A Model Penal Code for the 21st Century

Charging decisions, which we wrote about last week, matter for many reasons. They drive plea bargains, and they affect sentencing. You file a felony, for example, so that the guy will plead to a misdemeanor without giving you much trouble. It happens all the time.

Bad charging decisions, though, don’t just cause wrongful convictions or unjust sentences.

They cause other consequences that continue to torment you after you’ve served your sentence. Your actual sentence may include your jail or prison time, the fines you must pay, or the terms of probation you must follow. You did the crime so you should do the time and pay the fine, right? Okay, but then even after you do, you still may not be able to cast a vote, land a job, rent a home, hold a license, or get a loan. These are the so-called collateral consequences of a conviction.

But the future may be brighter.

Last week, the American Law Institute approved major changes to the Model Penal Code to address these consequences. The ALI is the leading scholarly body that aims to clarify, modernize, and otherwise improve American law. The Model Penal Code is its seminal work in the area of criminal law. It doesn’t have the force of law by itself, but it’s influential. Most states have used it in passing their own laws, and courts cite to it often.

The new provisions would require you to prove, by clear and convincing evidence, that a collateral consequence of your conviction imposes a heavy burden on your ability to rejoin society and that public safety doesn’t need you to suffer it.

If you do that then a court could relieve you from that burden. A court could even issue a certificate of rehabilitation that shields employers, landlords, or others who give you a second chance from civil liability.
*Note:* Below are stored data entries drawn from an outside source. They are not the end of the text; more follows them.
PR #2914, opened 2026-09-03
fix(rules): stop fold-import duplication check from tripping generate-time validation

dyoshikawa:
## Summary

- `warnForFoldImportDuplicationRisk()` (added in #2910) called the full `loadRulesyncFiles()` to inspect the merged non-root rules for a fold-policy tool. That method also emits a "no root rule found" warning whenever `.rulesync/rules/` is non-empty but has no root rule targeting the tool yet, and throws when a `localRoot: true` rule exists for the tool without an accompanying `root: true` rule.
- Since the duplication check runs during `rulesync import`, *before* the imported root file is written, no root rule targets the tool yet at that point by construction — so the "no root rule found" warning fired spuriously on every fold-tool import that had any pre-existing rules for other tools. Worse, a pre-existing `localRoot` misconfiguration for that tool turned an import that previously completed successfully into a thrown error, since import never called `loadRulesyncFiles()` before this change.
- This was caught in a post-merge re-review of #2910, credited to `code-review-2910-r1-2`.

## Fix

- Extracted the side-effect-free "load and merge rules from every input root" step out of `loadRulesyncFiles()` into a new private `loadMergedRulesyncRules()`.
- `loadRulesyncFiles()` now calls that helper and keeps all of its existing generate-time validation (root-rule warning, `localRoot` checks) on top.
- `warnForFoldImportDuplicationRisk()` now calls `loadMergedRulesyncRules()` directly and does its own lightweight root/target filtering, so it never triggers `loadRulesyncFiles()`'s generate-time checks.

## Test plan

- [x] Added a regression test confirming the "no root rule found" warning is not emitted by `warnForFoldImportDuplicationRisk()` even when other-tool rules exist and none yet target the tool being imported.
- [x] Added a regression test confirming `warnForFoldImportDuplicationRisk()` does not throw when a pre-existing `localRoot` misconfiguration exists for the target tool.
- [x] Verified both new tests fail against the pre-fix code and pass after the fix.
- [x] `pnpm cicheck` passes (402 files, 10767 tests, all content checks clean).

### DIFF
--- a/src/features/rules/rules-processor.test.ts
+++ b/src/features/rules/rules-processor.test.ts
@@ -1414,6 +1414,43 @@ describe("RulesProcessor", () => {
         expect.stringContaining("will re-add content already folded from"),
       );
     });
+
+    it("should not emit loadRulesyncFiles's 'no root rule found' warning, since this runs before the imported root file is written", async () => {
+      // `rulesync import` calls this before writing the imported root file to
+      // `.rulesync/rules/`, so at this point no rule targets codexcli yet —
+      // that's expected and not something to warn about here. A rule for an
+      // unrelated tool is present so `loadRulesyncFiles`'s "no root rule
+      // found" check (which fires whenever `.rulesync/rules/` is non-empty
+      // but has no root targeting this tool) would otherwise trip.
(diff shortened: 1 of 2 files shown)


dyoshikawa:
@dyoshikawa Thank you!

PR #2919, opened 2026-09-03
fix(permissions): honor all-tools rules in AugmentCode shell

### LINKED ISSUE #2917: permissions: AugmentCode adapter ignores the all-tools `*` category for shell commands
`convertRulesyncToAugmentEntries` in `src/features/permissions/augmentcode-permissions.ts` iterates `config.permission` by category and maps each to an AugmentCode `toolName` via `CANONICAL_TO_AUGMENT_TOOL_NAMES`. That map has no entry for the all-tools `*` category, so `toAugmentToolName("*")` falls through to `?? canonical` and returns the literal string `"*"` as the `toolName` — an unmanaged, unrecognized tool name from AugmentCode's point of view. The `*` category's rules are never routed to `launch-process` (the `bash`-mapped tool name), so a `deny` written under `*` never restricts commands that `bash`/`launch-process` auto-approves.

Reproduced with `{"*": {"rm *": "deny"}, "bash": {"rm *": "allow", "git *": "allow"}}`:

- Generated `toolPermissions` include `{toolName: "launch-process", shellInputRegex: "...rm.*...", permission: {type: "allow"}}` for `rm *` (from `bash`), plus a separate `{toolName: "*", permission: {type: "deny"}}` entry (from the all-tools category, logged as "passing through unknown tool category '*' as toolName").
- AugmentCode matches `toolPermissions` by exact `toolName` under first-match-wins, so the `toolName: "*"` entry never matches a `launch-process` invocation. The `rm *` allow stands unshadowed.

So a config whose author denied `rm *` for every tool still ships an auto-approve entry for it via AugmentCode, with no warning that the `*` category rule was effectively dropped for shell commands.

`src/features/permissions/augmentcode-permissions.ts` (`convertRulesyncToAugmentEntries`, `CANONICAL_TO_AUGMENT_TOOL_NAMES`, `toAugmentToolName`).

Suggested scope: route AugmentCode's `launch-process` (bash) entries through the same all-tools-aware resolution used elsewhere (e.g. `bashRulesHonoringAllTools` / `collectShellCommandRules` in `shell-command-categories.ts`) so a `*` deny/ask is folded into the generated `launch-process` entries instead of becoming an inert `toolName: "*"` entry; and/or warn when the `*` category is passed through as an unmanaged toolName, the way other "unknown tool category" pass-throughs already do.

Found during the review and fix of #2831 / PR #2905 (which fixed the same class of bug for Rovo Dev, Zed, and Roo Code); deliberately left out of that PR as a distinct adapter and out of its scope.

Junaid-PK:
Fixes #2917

## What changed

- Resolve AugmentCode shell permissions through the shared all-tools-aware helper, including configs with no separate bash category.
- Prevent an all-tools deny or ask from being bypassed by a conflicting launch-process allow.
- Skip the unsupported wildcard toolName entry, remove legacy copies during regeneration, and warn when non-shell all-tools effects cannot be represented.
- Add regressions for the reported rm conflict and an all-tools-only deny/ask configuration seeded with legacy output.

## Verification

- pnpm cicheck
- 402 test files passed; 10,811 tests passed and 3 skipped
- Formatting, lint, typecheck, generated-content checks, cspell, and secretlint passed


dyoshikawa:
@Junaid-PK Thank you!

PR #2925, opened 2026-09-04
fix(shared-config): bound the sanitizer walk against YAML alias bombs and cycles

### LINKED ISSUE #2915: Shared config YAML parsing has no protection against alias-bomb / circular-anchor DoS
## Summary

`shared-config-gateway.ts`'s YAML/JSON parsing path for shared config files (used by Rovodev, and other tools' shared-config readers) has no protection against YAML alias/anchor expansion bombs or self-referencing anchors, unlike the hardening already applied to frontmatter parsing in `src/utils/frontmatter.ts` (commits 6d479eb45, bc10edc9b, 338537031, closing #2751).

## Details

- `loadYaml` (`src/utils/yaml.ts`) is a thin wrapper around `js-yaml`'s `load()` with no `maxAliasCount` or depth limit configured.
- `sanitizeSharedConfigValue` (`src/features/shared/shared-config-gateway.ts:100-113`) recursively walks the parsed result to strip prototype-pollution keys, but does so with a **plain recursive walk with no memoization and no cycle guard**.
- js-yaml resolves anchors/aliases into real shared JS object references. A "billion laughs"-style document (nested anchors, each aliased many times) makes the *sanitizer's* naive walk redundantly re-visit the same shared subtree exponentially, even though the parsed object itself is cheap — CPU-exhaustion DoS.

Already, state legislatures have been proposing and passing laws to give people a fair shake to prove themselves before dismissing them based on the past.

Hopefully, that momentum keeps building. We should consider what it means to have a record, anyway, when most people either have one, know someone close to them who does, or would have one but for the grace of God. And we should consider how we judge people altogether in a world in which our every action can leave a permanent trace.

The twenty-first century may demand it.